And there’s no time to lose. There is no ‘transitional relief’ after May 2018: as the GDPR puts it: ‘processing already under way should be brought into conformity with this Regulation within [the period between May 2016 and May 2018].’ We have already noticed the existing data protection authority, the Information Commissioner’s Office (ICO), taking a harder line in enforcement as it interprets the existing law more aggressively, with a more ‘pro-data subject’ approach (emphasising individuals’ privacy rights).

Of course, many firms have quite properly brought in external consultants to get their systems GDPR-ready (and if they have not already, then they may be running out of time), but too often, this is treated as an IT project. In reality, it is an issue for every level of the business: GDPR requires board- and partner-level ownership of the issue, but basic data hygiene requires buy-in from all staff and fee-earners.

What is changing?

The basic structure of data protection law will remain the same after May 2018: data subjects will continue to enjoy rights which must be observed, and data controllers will continue to have to comply with data protection principles (although so will data processors in many cases). But the compliance burden will increase significantly, and firms – as data controllers – should be preparing for that in the diminishing window remaining before the new law applies.

Moreover, there is the cultural shift to consider: the GDPR stresses privacy by design and default, meaning that management decisions should always factor in the impact on (and build in the maintenance of minimum standards of) the privacy rights of clients and contacts from the outset. It also preaches transparency, in outward-facing statements and policies (both posted online and as a matter of client care), as to how data is used, and accountability for the reasons why firms use it. Firms must always be prepared to answer to the regulator (the ICO) and their clients when queries or objections are raised about how data is used. And the increased emphasis on data security and the rights of individuals means that all staff will want to clean up their habits in terms of everything from using devices and working from home, to how data is recorded on systems (including what should go into emails, and what should not).

There still seems to be some misconception that Brexit may mean the GDPR won’t come into effect. The Brexit vote followed less than a month after the GDPR came into force in May 2016, and led to a period of uncertainty during which the government said little about the GDPR. The GDPR may be EU law in origin, but the government has now been very clear that the GDPR will take effect in May 2018. Because of this initial confusion, the ICO issued less guidance than might have been expected in the first six months of the intended two-year run-in period. We can now expect some acceleration in the ICO’s guidance programme, and indeed the ICO has promised this via its website.

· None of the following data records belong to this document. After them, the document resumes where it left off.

PR #1059, opened 2020-12-17
fix(aws-datastore): publish each cascading delete

raphkim:
*Issue #, if available:*
#1013

*Description of changes:*
* Identify every descendant of a deleted item to publish its deletion to remote store.
* Add `MatchNoneQueryPredicate` to act as `not(MatchAllQueryPredicate)`


jamesonwilliams (commented):
`SQLiteStorageAdapter` is already quite long. We should be sensitive to this and aim to _shorten_ it. In this PR, there's a bunch of new logic coming into it. I suspect, though, that you can factor this logic into some additional classes to formulate the family tree, iterator over it, etc. Perhaps there is a data structure here, `FamilyTree`, in which you can encapsulate some of the new operations you've added, which are prerequisite to the eventual deletions?

raphkim:
i agree! `SQLiteStorageAdapter` is quite a mess at the moment and I certainly want to refactor it just the way you describe it. How about I get the current PRs (#1058 + #1059) + implementation of 1..n deletion in (WIP) merged first and _then_ work on the refactor? I would prefer to have all the code available before i start refactoring, because otherwise things can get even more disorganized.

aws-datastore/src/main/java/com/amplifyframework/datastore/storage/sqlite/SQLiteStorageAdapter.java
```diff
@@ -941,7 +876,6 @@ private String getModelName(@NonNull Model model) {
     }
 
     @SuppressWarnings("WeakerAccess")
-    @VisibleForTesting
     Cursor getQueryAllCursor(@NonNull String tableName,
```
jamesonwilliams, line 879: Can this be private?
```suggestion
    private Cursor getQueryAllCursor(@NonNull String tableName,
```

aws-datastore/src/main/java/com/amplifyframework/datastore/storage/sqlite/ModelTreeHelper.java
```diff
@@ -0,0 +1,140 @@
...
+    private void recurseTree(
+            Map<ModelSchema, Set<String>> tree,
+            ModelSchema modelSchema,
+            Collection<String> parentIds
+    ) {
+        SQLiteTable parentTable = SQLiteTable.fromSchema(modelSchema);
+        for (ModelAssociation association : modelSchema.getAssociations().values()) {
+            switch (association.getName()) {
+                case "HasOne":
+                case "HasMany":
```
jamesonwilliams, line 88: Can we get these relationship strings into an enum somewhere?

Also, the contents of the case statements looks like a good candidate for some smaller helper method(s). That will also help to reduce the nesting.

aws-datastore/src/main/java/com/amplifyframework/datastore/storage/sqlite/ModelTreeHelper.java
```diff
@@ -0,0 +1,140 @@
...
+    private final ModelSchemaRegistry registry;
+    private final SQLiteStorageAdapter storage;
+
+    /**
+     * Constructs a model family tree traversing utility.
+     * @param registry model registry to search schema from
+     * @param storage SQLite storage engine
+     */
+    ModelTreeHelper(ModelSchemaRegistry registry,
+                    SQLiteStorageAdapter storage) {
```
jamesonwilliams, line 53: This `SQLiteStorageAdapter` looks like a bad coupling. The adapter owns a model tree helper, and the model tree helper owns a storage. But in reality, you're only ever using it to access a SQL cursor. So, a step better would be to pass just that, directly.

aws-datastore/src/main/java/com/amplifyframework/datastore/storage/sqlite/ModelTreeHelper.java
```diff
@@ -0,0 +1,140 @@
...
+import java.util.Collection;
+import java.util.HashSet;
+import java.util.LinkedHashMap;
+import java.util.Map;
+import java.util.Set;
+
+/**
+ * Utility class to help traverse a tree of models by relationship.
+ */
+final class ModelTreeHelper {
```
jamesonwilliams, line 43: Now that you have this in its own unit, it will be a lot easier to write a unit test!

----------------

`SQLiteModelTree`?
```suggestion
final class SQLiteModelTree {
```

aws-datastore/src/main/java/com/amplifyframework/datastore/storage/sqlite/ModelTreeHelper.java
```diff
@@ -0,0 +1,140 @@
...
+    }
+
+    /**
+     * Returns a map of descendants of a set of models (of same type).
+     * A model is a child of its parent if it uses its parent's ID as foreign key.
+     * @param root Collection of models to query its descendants of.
+     * @return Map of descendants keyed by model schema. The value contains a set of
+     *          descendants' IDs for that model type.
+     */
+    <T extends Model> Map<ModelSchema, Set<String>> descendantsOf(Collection<T> root) {
```
jamesonwilliams, line 65: This type still kind of looks like a data structure in-and-of itself. You could make a `class Descendent`, and then return a `List<Descendent>`, here.
```
    Map<ModelSchema, Set<String>>
```

Any Map other than `Map<PrimitiveA, PrimitiveB>` is usually waiting to be made into a complex type of its own.

raphkim: I still do need to be able to search for the set of IDs by model, which warrants the use of a map. Only way to simplify this further would be to use `Map<PrimitiveA, NewType>` where `NewType` wraps a set, but that would be an overkill. I think a "Map of Collections" is an intuitive enough data structure that it won't need another level of simplification.

aws-datastore/src/main/java/com/amplifyframework/datastore/storage/sqlite/ModelTreeHelper.java
raphkim: Replaced storage adapter with database handle.

aws-datastore/src/main/java/com/amplifyframework/datastore/storage/sqlite/ModelTreeHelper.java
raphkim: The content of the case statement _does_ feel long, but I believe it may be even more difficult to follow if they are comparmentalized into helper methods. With how many local variables there are being used in each step, it will become messier to try to move them away from the main body.

raphkim: With regards to turning `ModelAssociation#name` variable to enum, I think it's a good idea, but I'm afraid that it may potentially break some customers that are not relying on codegened models (custom models) in their project.

aws-datastore/src/main/java/com/amplifyframework/datastore/storage/sqlite/SQLiteStorageAdapter.java
```diff
@@ -503,47 +515,28 @@ public void query(
...
-                            "Please verify the current state of saved item."
-                        );
+                // Use ModelTreeHelper to identify the models affected by cascading delete.
+                Map<ModelSchema, Set<String>> modelFamilyTree =
+                        sqLiteModelTree.descendantsOf(Collections.singleton(item));
+
+                for (ModelSchema schema : modelFamilyTree.keySet()) {
+                    for (String id : modelFamilyTree.get(schema)) {
+                        // Publish DELETE mutation for each affected item.
+                        String dummyJson = String.format("{\"id\":%s}", id);
```
richardmcclellan, line 525: Quotes around %s?

richardmcclellan: Actually, instead of manually writing JSON, create a `Map`, and then use gson to convert it to a `String`, like this:
```suggestion
                        String dummyJson = gson.toJson(Collections.singletonMap("id", id));
```

aws-datastore/src/main/java/com/amplifyframework/datastore/storage/sqlite/SQLiteModelTree.java
```diff
@@ -0,0 +1,157 @@
...
+    }
+
+    /**
+     * Returns a map of descendants of a set of models (of same type).
+     * A model is a child of its parent if it uses its parent's ID as foreign key.
+     * @param root Collection of models to query its descendants of.
+     * @return Map of descendants keyed by model schema. The value contains a set of
+     *          descendants' IDs for that model type.
+     */
+    <T extends Model> Map<ModelSchema, Set<String>> descendantsOf(Collection<T> root) {
```
richardmcclellan, line 71: Does this method need to take a `Collection<T>`?  It looks like it is only ever taking a Collection of 1 item, so maybe you could just pass a `T` here?

aws-datastore/src/main/java/com/amplifyframework/datastore/storage/sqlite/SQLiteModelTree.java
```diff
@@ -0,0 +1,157 @@
...
+
+    private void recurseTree(
+            Map<ModelSchema, Set<String>> tree,
+            ModelSchema modelSchema,
+            Collection<String> parentIds
+    ) {
+        SQLiteTable parentTable = SQLiteTable.fromSchema(modelSchema);
+        for (ModelAssociation association : modelSchema.getAssociations().values()) {
+            switch (association.getName()) {
+                case "HasOne":
```
richardmcclellan, line 93: Instead of a raw `String` here, could you do `HasOne.class.getSimpleName()`, and same for the cases?

aws-datastore/src/main/java/com/amplifyframework/datastore/storage/sqlite/SQLiteModelTree.java
```diff
@@ -0,0 +1,157 @@
...
+                case "HasMany":
+                    String childModel = association.getAssociatedType(); // model name
+                    ModelSchema childSchema = registry.getModelSchemaForModelClass(childModel);
+                    SQLiteTable childTable = SQLiteTable.fromSchema(childSchema);
+                    String childPrimaryKey = childTable.getPrimaryKey().getAliasedName();
+                    QueryField queryField = QueryField.field(parentTable.getPrimaryKeyColumnName());
+
+                    // Chain predicates with OR operator.
```
richardmcclellan, line 101: Can you add a test that exercises this predicate building logic?  I think your current test is too simple to verify it.   Maybe add another test that deletes a `Blog`, which has 3 `Post`s, each of which has 3 `Comment`s, and then verify that a total of 13 `StorageItemChange` items are observed?

aws-datastore/src/main/java/com/amplifyframework/datastore/storage/sqlite/SQLiteModelTree.java
```diff
@@ -0,0 +1,157 @@
...
+     * A model is a child of its parent if it uses its parent's ID as foreign key.
+     * @param root Collection of models to query its descendants of.
+     * @return Map of descendants keyed by model schema. The value contains a set of
+     *          descendants' IDs for that model type.
+     */
+    <T extends Model> Map<ModelSchema, Set<String>> descendantsOf(Collection<T> root) {
+        if (Empty.check(root)) {
+            throw new IllegalArgumentException("Cannot traverse tree from an empty root.");
+        }
+        Map<ModelSchema, Set<String>> descendants = new LinkedHashMap<>();
```
richardmcclellan, line 75: Does this need to be a `LinkedHashMap`, or would a regular `HashMap` work the same way?

aws-datastore/src/main/java/com/amplifyframework/datastore/storage/sqlite/SQLiteModelTree.java
```diff
@@ -0,0 +1,157 @@
...
+                    Set<String> childrenIds = new HashSet<>();
+                    try (Cursor cursor = queryAll(childModel, options)) {
+                        if (cursor != null && cursor.moveToFirst()) {
+                            int index = cursor.getColumnIndexOrThrow(childPrimaryKey);
+                            do {
+                                childrenIds.add(cursor.getString(index));
+                            } while (cursor.moveToNext());
+                        }
+                    } catch (DataStoreException exception) {
+                        // Don't cut the search short. Populate rest of the tree.
```
richardmcclellan, line 127: Looks like this will only be thrown if `SQLPredicate::parsePredicate` encounters a `QueryPredicate` that it can't parse, which should only happen if there is a bug in the library.  Wouldn't it be better to throw an exception back to the user, so they can report the bug to us, instead of failing silently?

aws-datastore/src/main/java/com/amplifyframework/datastore/storage/sqlite/SQLiteModelTree.java
```diff
@@ -0,0 +1,157 @@
...
+                    String childPrimaryKey = childTable.getPrimaryKey().getAliasedName();
+                    QueryField queryField = QueryField.field(parentTable.getPrimaryKeyColumnName());
+
+                    // Chain predicates with OR operator.
+                    // No predicate = Match NONE.
+                    // 1 predicate = Match SELF.
+                    // 2 or more predicates = Match ANY.
+                    QueryPredicate predicate = QueryPredicates.none();
+                    for (String parentId : parentIds) {
+                        QueryPredicateOperation<Object> operation = queryField.eq(parentId);
```
richardmcclellan, line 107:
```suggestion
                        QueryPredicateOperation<String> operation = queryField.eq(parentId);
```

This should be the data type of the field being evaluates, which is `String` for the model id.

aws-datastore/src/main/java/com/amplifyframework/datastore/storage/sqlite/SQLiteModelTree.java
```diff
@@ -0,0 +1,157 @@
...
+        Set<String> rootIds = new HashSet<>();
+        for (T model : root) {
+            rootIds.add(model.getId());
+        }
+        recurseTree(descendants, rootSchema, rootIds);
+        return descendants;
+    }
+
+    private void recurseTree(
+            Map<ModelSchema, Set<String>> tree,
```
richardmcclellan, line 86: This is just a `Map`, not a tree, so maybe call it `map`?.

```suggestion
            Map<ModelSchema, Set<String>> map,
```

aws-datastore/src/main/java/com/amplifyframework/datastore/storage/sqlite/SQLiteModelTree.java
```diff
@@ -0,0 +1,157 @@
...
+                            int index = cursor.getColumnIndexOrThrow(childPrimaryKey);
+                            do {
+                                childrenIds.add(cursor.getString(index));
+                            } while (cursor.moveToNext());
+                        }
+                    } catch (DataStoreException exception) {
+                        // Don't cut the search short. Populate rest of the tree.
+                    }
+
+                    // Add queried result to the tree
```
richardmcclellan, line 130:
```suggestion
                    // Add queried result to the map
```

aws-datastore/src/main/java/com/amplifyframework/datastore/storage/sqlite/SQLiteStorageAdapter.java
```diff
@@ -503,47 +515,28 @@ public void query(
...
+                        Model dummyItem = gson.fromJson(dummyJson, schema.getModelClass());
+                        itemChangeSubject.onNext(StorageItemChange.builder()
+                                .changeId(id)
```
richardmcclellan, line 528: Unrelated to this PR, but this seems wrong.  Shouldn't we not set `changeId` to anything here, so that `StorageItemChange::build` just randomly generates one?  From the `changeId` Javadoc, this is supposed to be a UUID representing this change, not the id of the model that it relates to.

Maybe this is something that we could follow up on in a separate PR.

aws-datastore/src/main/java/com/amplifyframework/datastore/storage/sqlite/adapter/SQLPredicate.java
```diff
@@ -106,19 +108,25 @@ private void addBinding(Object value) {
...
-            throw new DataStoreException(
-                    "Tried to parse an unsupported QueryPredicate",
-                    "Try changing to one of the supported values: " +
-                            "QueryPredicateOperation, QueryPredicateGroup."
-            );
         }
+        throw new DataStoreException(
+                "Tried to parse an unsupported QueryPredicate",
+                "Try changing to one of the supported values: " +
+                        "QueryPredicateOperation, QueryPredicateGroup."
```
richardmcclellan, line 128:
```suggestion
                        "QueryPredicateOperation, QueryPredicateGroup, MatchAllQueryPredicate, MatchNoneQueryPredicate"
```

aws-datastore/src/main/java/com/amplifyframework/datastore/storage/sqlite/SQLiteStorageAdapter.java
```diff
@@ -503,47 +515,28 @@ public void query(
...
-                    // executeUpdateDelete returns the number of rows affected.
-                    final int rowsDeleted = compiledSqlStatement.executeUpdateDelete();
-                    compiledSqlStatement.clearBindings();
-                    if (rowsDeleted == 0) {
-                        throw new DataStoreException(
-                            "Failed to meet condition. Model was not deleted.",
-                            "Please verify the current state of saved item."
-                        );
+                // Use ModelTreeHelper to identify the models affected by cascading delete.
+                Map<ModelSchema, Set<String>> modelFamilyTree =
```
richardmcclellan, line 519: This is a `Map` not a tree, so maybe just call it `descendants` or `modelFamilyMap` or something?

```suggestion
                Map<ModelSchema, Set<String>> descendants =
```

aws-datastore/src/main/java/com/amplifyframework/datastore/storage/sqlite/SQLiteModelTree.java
raphkim: Java compiler doesn't allow that because it needs to be a simple constant value

aws-datastore/src/main/java/com/amplifyframework/datastore/storage/sqlite/SQLiteModelTree.java
raphkim: it can also happen from failure to query the SQLite database, which can result from various situations (cursor size overflow, too many cursors, corrupt row in cursor, etc.).

aws-datastore/src/main/java/com/amplifyframework/datastore/storage/sqlite/SQLiteModelTree.java
raphkim: I want to put `String` there as well, but because `QueryField#eq(Object)` was originally declared that way, we can't do that. I considered refactoring `QueryField` class to use generics instead of `Object`, but that is potentially a breaking change, and also outside of this PR's scope.

aws-datastore/src/main/java/com/amplifyframework/datastore/storage/sqlite/SQLiteStorageAdapter.java
raphkim: hmm, i also noticed that but it seems that other operations seem to treat change ID as model ID as well. I'll leave it as is for now and we can revisit it later as you said.

aws-datastore/src/main/java/com/amplifyframework/datastore/storage/sqlite/SQLiteModelTree.java
raphkim: I want to reuse this algorithm when implementing 1..n deletion, which also needs to account for publishing cascaded deletes.

aws-datastore/src/main/java/com/amplifyframework/datastore/storage/sqlite/SQLiteModelTree.java
raphkim: Ah, I used to think the order matters, but later realized that the order does not matter. I don't think it's a big deal anyways, and it _is_ nice that the map happens to present the entries in the order of generation.

richardmcclellan: Fair point.  The fact that it is ordered makes it deterministic, which might make unit tests easier to write.

aws-datastore/src/main/java/com/amplifyframework/datastore/storage/sqlite/SQLiteModelTree.java
richardmcclellan: Hmm.  I still think a customer would probably want to know about all of those failures, so they can report them to us, so we can fix those issues.  How about adding a `LOG.error` here?

aws-datastore/src/main/java/com/amplifyframework/datastore/storage/sqlite/SQLiteModelTree.java
richardmcclellan: Got it, makes sense!  I like the idea of refactoring `QueryField` to use generics as well.  There was a customer recently who tried to pass a `String` where they should have passed a `Temporal.DateTime` object.  If `QueryField` was generic, it would help customers avoid errors like that.  Like you said, it would be a breaking change though.

aws-datastore/src/main/java/com/amplifyframework/datastore/storage/sqlite/SQLiteStorageAdapter.java
raphkim: clever! I prefer this approach more.

aws-datastore/src/main/java/com/amplifyframework/datastore/storage/sqlite/SQLiteModelTree.java
raphkim: Sure thing. It's never bad to provide some more insight i guess

richardmcclellan (approved):
:shipit:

Why does the GDPR apply to law firms?

Because every law firm is a ‘data controller’. The GDPR defines a data controller as ‘the natural or legal person, public authority, agency or other body which, alone or jointly with others, determines the purposes and means of the processing of personal data’. Every law firm obviously holds and processes the personal data of not only clients, but also partners and staff.

The GDPR will also apply to your partners and fee-earners, as well as potentially external suppliers like marketing agencies. They will all be ‘data processors’: ‘a natural or legal person, public authority, agency or other body which processes personal data on behalf of the controller.’

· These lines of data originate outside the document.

PR #1068, opened 2020-12-22
chore(datastore) missing column name should be a verbose log since it is expected for relationship fields

richardmcclellan:
Several customers (and internal team members) have been concerned about log messages like:
```
Column with name posts does not exist
```
which are logged when querying for a Post object.   

For a typical Blog / Post / Comment schema, the Blog table does not contain any references to its `Post`'s because each `Post` contains a reference to its `blogID`.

The firm’s senior management team must be made aware, if they are not already, that this is a significant compliance issue which requires careful attention and resources. This applies both now, in preparation for the change, and in future, given the additional compliance burden.

What action do you need to take?

1. Identify a compliance lead and raise awareness

The GDPR introduces the role of data protection officer (DPO). This role comes with a degree of independence, and specific qualifications and responsibilities (as well as rights and protections). It could be an external consultant, and group entities may share a single DPO.

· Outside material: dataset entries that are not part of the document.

PR #1072, opened 2020-12-23
fix(aws-api): dont fire error if rest op canceled

jamesonwilliams:
iOS doesn't fire any terminal event when a REST operation is canceled.

When an Rx subscription is disposed, neither onError nor onComplete is
called.

In those cases, there is no notification of cancelation/disposal.

This commit aligns Android's behavior, so that an operation will
terminate silently, when canceled.

### DIFF
--- a/aws-api/src/main/java/com/amplifyframework/api/aws/utils/RestRequestFactory.java
+++ b/aws-api/src/main/java/com/amplifyframework/api/aws/utils/RestRequestFactory.java
@@ -60,6 +60,10 @@ public final class RestRequestFactory {
             .host(url.getHost())
             .addPathSegment(stripLeadingSlashes(url.getPath()));
 
+        if (url.getPort() != -1) {
+            builder.port(url.getPort());
+        }
+
         if (path != null) {
             builder.addPathSegments(stripLeadingSlashes(path));
         }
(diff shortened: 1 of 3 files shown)


jamesonwilliams:
cc: @fjnoyp

aws-api/src/main/java/com/amplifyframework/api/aws/utils/RestRequestFactory.java
```diff
@@ -58,6 +58,7 @@ public static URL createURL(
         HttpUrl.Builder builder = new HttpUrl.Builder()
             .scheme(url.getProtocol())
             .host(url.getHost())
+            .port(url.getPort())
```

The appointment will not be mandatory for every organisation, and law firms are an interesting example here. One determining question will be the scale or nature of the firm’s processing of ‘special categories’ of personal data, including medical information and (although this is carved out under the GDPR) information around criminal allegations – core activities for some firms, but not others. The recitals to the GDPR suggest that processing of client data by individual lawyers is not ‘large scale’ processing for the purposes of determining if a DPO is required.

It is therefore by no means settled whether all law firms will need to appoint a DPO within the strict meaning of the GDPR. What is certain is that it will be basic good practice to task an appropriate and qualified person with leading compliance efforts, and they will need to be sufficiently senior or have management support. They should be able to call upon not only a support team with IT skills, but HR, too: data protection must not be siloed as a technical systems issue. If that person is to be described as a DPO, their position will need to meet the requirements of the GDPR job description (even if the appointment is considered voluntary). A basic level of familiarity with the law is a prerequisite.

2. Ensure you are on top of the ICO and EU guidance

Get up to speed with existing guidance from the ICO, and also be alert to any new guidance on key issues as it is released.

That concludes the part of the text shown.